What is the normal extracellular Ca2+ concentration?

1x10-3 M (1mM)

2

What is the normal intracellular Ca2+ concentration?

1x10-7 M (100nm)

3

What is the normal SER/SR Ca2+ concentration?

2-3x10-4 M (200-300 micromoles)

4

What channels cause the influx of Ca2+ into the cytosol from the extracellular fluid? (4)

VOCC
Ligand Gated ion Channels
Store operated ion channels

NCX (when cell is heavily depolarised)

5

What channels cause the efflux of Ca2+ from the cytosol out of the cell?

NCX
PMCA

6

Which molecules are moved by the NCX? How many of each?

3Na+ into the cell
1Ca2+ out of the cell

7

What provides the concentration gradient for the movement of Na+ and Ca2+ at the NCX?

Concentration gradient set up by the Na/K ATPase pump

8

Which channels can result in the efflux of Ca2+ from SER/SR stores?

Ryanodine Receptors (RyRs)
IP3 receptors

9

What type of GPCRs are activated to produce IP3 that can bind with IP3 receptors?

Galpha-q associated GPCRs

10

What acts as the ligand at RyRs? What is the process of efflux of Ca2+ at RyRs called?

Calcium ions

Calcium Induced Calcium Release

11

In which muscles is contraction driven by CICR?

Smooth muscle
Cardiac muscle

12

What is the main driver of Ca2+ release for contraction in skeletal muscle?

The T-tubule VOCCs are directly coupled with RyRs, so when VOCCs open, RyRs open

13

What proteins act to regulate Ca2+ cytosol concentrations and slows down diffusion of the ions within the cytoplasm?

Calcium ion buffer proteins

14

What is an example of a Ca2+ binding protein? Give an example of a protein it interacts with? How many calciums can it bind?

Calmodulin
Regulates activity of PMCA
Binds up to 4 calcium ions

15

What are the 3 superfamilies of cell surface receptor?
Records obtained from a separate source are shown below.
PR #1831, opened 2021-09-15
Identify `LoadBalancer` instance using a `targetResource(String)`

chemicL:
Motivation:

An instance of `LoadBalancer` will do connection selection over a
collection of hosts provided by a `Publisher` of resolved addresses.
While debugging issues it helps to identify the intended resource that
the `LoadBalancer` is helping to reach. Unfortunately, at it's level,
the unresolved address is unknown and it may be the case that the
collection of hosts represents more than a single unresolved address. To
make the debugging process more insightful, a `String` parameter has
been added, named `targetResource` to identify a particular instance.

Modifications:

- Added a `String` parameter to `LoadBalancerFactory`'s
  `newLoadBalancer` method: `targetResource` in the form of a new
  default method in the interface to avoid breaking the API and the
  contract of `FunctionalInterface`,
- Using the address from
  `io.servicetalk.http.netty.DefaultSingleAddressHttpClientBuilder.HttpClientBuildContext`
  when creating instances of `LoadBalancer` in the
  DefaultSingleAddressHttpClientBuilder`.

Result:

Debugging connectivity issues originating from unhealthy state of
hosts behind the `LoadBalancer` should be easier as it is now possible
to identify the target resource that the `LoadBalancer` is connecting
to.


servicetalk-client-api/src/main/java/io/servicetalk/client/api/LoadBalancerFactory.java
```diff
@@ -35,8 +35,36 @@
...
             ConnectionFactory<ResolvedAddress, T> connectionFactory);
+
+    /**
+     * Create a new {@link LoadBalancer}.
+     * <p>
+     * Note this method has a default implementation to not break the {@link FunctionalInterface} contract, however
+     * in a future release the other deprecated {@link #newLoadBalancer(Publisher, ConnectionFactory) method}
+     * will be removed and this method will become the functional interface.
+     * @param targetResource A {@link String} representation of the target resource for which the created instance
+     * will perform load balancing. Bear in mind load balancing is performed over the a collection of hosts provided
```
tkountis, line 53: Consider comma after "Bear in mind"

servicetalk-http-netty/src/main/java/io/servicetalk/http/netty/DefaultSingleAddressHttpClientBuilder.java
```diff
@@ -323,7 +323,9 @@ public StreamingHttpClient buildStreaming() {
             }
 
             final LoadBalancer<LoadBalancedStreamingHttpConnection> lb =
-                    closeOnException.prepend(ctx.builder.loadBalancerFactory.newLoadBalancer(sdEvents,
+                    closeOnException.prepend(ctx.builder.loadBalancerFactory.newLoadBalancer(
+                            ctx.address().toString(),
```
idelpivnitskiy, line 327: 1. How users can override this value if they are not satisfied with what we pass automatically?
2. For a scenario when users use the same proxy to connect to any address (think of 100s different targets), the value returned from `ctx.address()` will be useless as it always indicates a proxy. Consider writing a method that will mix `ctx.proxyAddress` and `ctx.builder.address` together. It will provide a full picture of what is the target resource and how we connect (directly or via proxy).

servicetalk-client-api/src/main/java/io/servicetalk/client/api/LoadBalancerFactory.java
```diff
@@ -35,8 +35,36 @@
      * and hence will call {@link ConnectionFactory#closeAsync()} when {@link LoadBalancer#closeAsync()} is called.
      * @param <T> Type of connections created by the passed {@link ConnectionFactory}.
      * @return a new {@link LoadBalancer}.
+     * @deprecated In the future only {@link #newLoadBalancer(String, Publisher, ConnectionFactory)} will remain,
+     * please use that method instead.
```
idelpivnitskiy, line 39: Sad that we can not add a `default` impl for the deprecated method because it's a functional interface. Looks like we will need to swap `default` in 0.42 and will be able to remove this method only in 0.43. Do we need to provide any recommendations how users can migrate (what to do with the old method)?

servicetalk-client-api/src/main/java/io/servicetalk/client/api/LoadBalancerFactory.java
```diff
@@ -35,8 +35,36 @@
...
+     * connect to physical hosts. Typically generated from a {@link ServiceDiscoverer}.
+     * @param connectionFactory {@link ConnectionFactory} that the returned {@link LoadBalancer} will use to generate
+     * new connections. Returned {@link LoadBalancer} will own the responsibility for this {@link ConnectionFactory}
+     * and hence will call {@link ConnectionFactory#closeAsync()} when {@link LoadBalancer#closeAsync()} is called.
+     * @param <T> Type of connections created by the passed {@link ConnectionFactory}.
+     * @return a new {@link LoadBalancer}.
+     */
+    default <T extends C> LoadBalancer<T> newLoadBalancer(
+            String targetResource,
+            Publisher<? extends ServiceDiscovererEvent<ResolvedAddress>> eventPublisher,
```
idelpivnitskiy, line 66: We have another task on the short roadmap to change this input parameter from `Publisher<SDE>` to `Publisher<Collection<SDE>>` to make it consistent with `SD#discover(...)` API. It will force us to deprecate this method one more time. To minimize deprecations in 0.41 we should not cherry-pick this change into 0.41 until both PRs are ready.

idelpivnitskiy (commented):
We should also include the `targetResource` to log messages. Most of them automatically get it through `this.toString()`, but some of them don't:
1. line 584: `LOGGER.debug("Closing {} connection(s) gracefully to closed address: {}", toRemove.length, address);`
2. line 643: `LOGGER.debug("Active host for address {} failed to open {} connections"...`
3. line 655: `LOGGER.debug("Triggering health check for address {} after {} failed attempts"`
4. line 772: `LOGGER.debug("Health check for address {} cancelled.", healthCheck.host.address);`
5. 3 log statements inside `HealthCheck#reconnect()` method.

servicetalk-client-api/src/main/java/io/servicetalk/client/api/LoadBalancerFactory.java
chemicL: It seems because the functional interface's method is generic on its' own, the users can't use lambdas with it. Only method references. They should get compiler warnings and will be able to change their signatures to accept the String parameter and use the reference to the default method. WDYT?

servicetalk-http-netty/src/main/java/io/servicetalk/http/netty/DefaultSingleAddressHttpClientBuilder.java
chemicL: 1. Fair point. They can't. I'm not sure we need to provide that flexibility at this point however.
2. Thank you for pointing that out. I just added a utility to combine the two.

Having both points in mind - I'm not necessarily in favor of over-engineering this feature at this time. It's a simple string at this moment, meant for debugging purposes. If we need users to have more flexibility, we could consider more API changes, but my intention was to bring useful functionality with absolutely minimum level of inconvenience. Most users should not notice the change. I'm open to suggestions though - perhaps we can do something without too many changes? I can't see it at the moment, but if there are ways - let's go for it.

servicetalk-loadbalancer/src/main/java/io/servicetalk/loadbalancer/RoundRobinLoadBalancer.java
```diff
@@ -417,14 +454,16 @@ public void onComplete() {
...
                     }
                     if (host.addConnection(newCnx)) {
                         return succeeded(newCnx);
                     }
-                    return newCnx.closeAsync().concat(this.usedHosts == CLOSED_LIST ? failedLBClosed() :
+                    return newCnx.closeAsync().concat(this.usedHosts == CLOSED_LIST ? failedLBClosed(targetResource) :
                             failed(new ConnectionRejectedException(
-                                    "Failed to add newly created connection for host: " + host)));
+                                    "Failed to add newly created connection for " + targetResource
+                                            + " for host: " + host)));
```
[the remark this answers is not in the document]
chemicL: Please note this part of the exception has not changed in this PR.

Answering the question though, I believe it's essential to capture the state of the host and current number of connections upon the rejection. Not including that information might leave the users in the dark while debugging. Especially as we should only see rejections happen when the host is in closed state. Not including the state would leave some questions unanswered.

servicetalk-loadbalancer/src/main/java/io/servicetalk/loadbalancer/RoundRobinLoadBalancer.java
```diff
@@ -417,14 +454,16 @@ public void onComplete() {
...
+                                        + " was rejected by the selection filter.")));
                     }
                     if (host.addConnection(newCnx)) {
                         return succeeded(newCnx);
                     }
-                    return newCnx.closeAsync().concat(this.usedHosts == CLOSED_LIST ? failedLBClosed() :
+                    return newCnx.closeAsync().concat(this.usedHosts == CLOSED_LIST ? failedLBClosed(targetResource) :
                             failed(new ConnectionRejectedException(
-                                    "Failed to add newly created connection for host: " + host)));
+                                    "Failed to add newly created connection for " + targetResource
```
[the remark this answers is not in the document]
chemicL: I'm not sure which one to choose: `newCnx` or `host`? Or both?
In fairness, the fact that the actual `newCnx` would include the resolved address is an implementation detail of a particular subclass. On `host` we can rely, as it's a private static class here.
Having those stated, it seems to me we should include both the `host` and the `newCnx` in the log. WDYT?

chemicL:
> We should also include the `targetResource` to log messages. Most of them automatically get it through `this.toString()`, but some of them don't:
> 
> 1. line 584: `LOGGER.debug("Closing {} connection(s) gracefully to closed address: {}", toRemove.length, address);`
> 2. line 643: `LOGGER.debug("Active host for address {} failed to open {} connections"...`
> 3. line 655: `LOGGER.debug("Triggering health check for address {} after {} failed attempts"`
> 4. line 772: `LOGGER.debug("Health check for address {} cancelled.", healthCheck.host.address);`
> 5. 3 log statements inside `HealthCheck#reconnect()` method.

I intentionally didn't include this information here. Note all of those logs come from the private static classes. They don't see the owner's `targetResource`. That would need to be passed to them. It's feasible of course, but I noticed that every time we actually log the particular `address` – which we assume (as an implementation detail) will identify both the resolved and unresolved address. Also, these are not the exceptions that escape the scope that we control - they are debug logs meant for deeper analysis. I'm ok treating the underlying assumption that `address` contains the unresolved address in its details in case of debug logs as binding. I just prefer that assumption not to surface the receiver of exceptions and hence only enriched the exceptions that are part of the API.

All in all, I'm happy to enrich those debug logs with the `targetResource` for full context and consistency's sake :-)

servicetalk-loadbalancer/src/main/java/io/servicetalk/loadbalancer/RoundRobinLoadBalancer.java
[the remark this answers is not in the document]
idelpivnitskiy: Both will be too much because they duplicate the address, and `Host#toString()` contains too much info that is not required for an exception message. Let's pick `newCnx`. We have a test that makes sure its `toString()` is consistent: #1746.

servicetalk-loadbalancer/src/main/java/io/servicetalk/loadbalancer/RoundRobinLoadBalancer.java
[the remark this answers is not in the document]
idelpivnitskiy: Fair, let's keep both then (`newCtx` and `host`) in this exception message because it's also important to know what connection id was rejected.

servicetalk-loadbalancer/src/main/java/io/servicetalk/loadbalancer/RoundRobinLoadBalancer.java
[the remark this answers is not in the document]
idelpivnitskiy: After reading your comment in the next discussion and thinking about it one more time, doesn't look like we need to make these two exception messages consistent. The "Newly created connection rejected" is rejected by the selector and doesn't need to tell anything about the host. "Failed to add newly created connection for host" is rejected by the host, it's better to include both (`newCtx` and `host`) in this case to let users know the connection id and the `host` state.

servicetalk-loadbalancer/src/main/java/io/servicetalk/loadbalancer/RoundRobinLoadBalancer.java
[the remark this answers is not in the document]
idelpivnitskiy: Because `Host#toString()` already says that it's the `Host`, consider:
```
"Failed to add newly created connection " + newCnx + " for " + targetResource + " for " + host
```

servicetalk-http-netty/src/main/java/io/servicetalk/http/netty/DefaultSingleAddressHttpClientBuilder.java
idelpivnitskiy: +1, let's not overcomplicate API now. If necessary, users can wrap `LoadBalancerFactory` and then `LoadBalancer` interface to intercept the passed `targetResource` and change it.

servicetalk-client-api/src/main/java/io/servicetalk/client/api/LoadBalancerFactory.java
idelpivnitskiy: No, they won't be able to use lambda for a new method while it still has `default` impl. No worries, we will eventually clean it up, it will just take one more release to do so.

idelpivnitskiy:
@chemicL thanks for clarifying! Agreed, let's keep these logs as is.

idelpivnitskiy (approved):
This PR is good to go after the "Failed to add a newly created connection for" exception message includes `newCnx`. Thanks for a nice improvement!
Just don't cherry-pick to 0.41 until we have a second change for SD publisher.

chemicL:
Cherry-picked for 0.41: 29d4c4c7302a572804c682396fc2c3af25548d40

Kinase linked receptors (receptors with intrinsic enzymatic activity)

Ligand Gated ion Channels

G protein coupled receptors

16

Give an example of a ligand Gated ion channel. Give an example of a kinase linked receptor. Give an example of a GPCR.

Nicotinic ACh receptor

Insulin receptor

Muscarinic ACh receptor

17

What is affinity?

How well a ligand binds

18

What is efficacy?

How well a ligand causes a response

19

What is an agonist?

Molecule that binds to a receptor and activates it

20

What is an antagonist?

Molecule that binds to a receptor and does not activate it

21

Give two examples of B2-adrenoceptor agonists? Which disease are these drugs used in the treatment of?

Salbutamol
Salmeterol

Asthma

22

Give two examples of u-opioid receptor agonists? What are they used for?

Morphine, fentanyl

Analgesia/anaesthesia

23

Give two examples of b-adrenoceptor antagonists. What are they often used to treat?

Propranolol
Atenolol

Hypertension

24

Give two examples of d2-dopamine receptor antagonists. What are they used to treat?

Haloperidol
Sulpiride

Schizophrenia

25

GPCRs can respond to a small variety or great variety of stimuli?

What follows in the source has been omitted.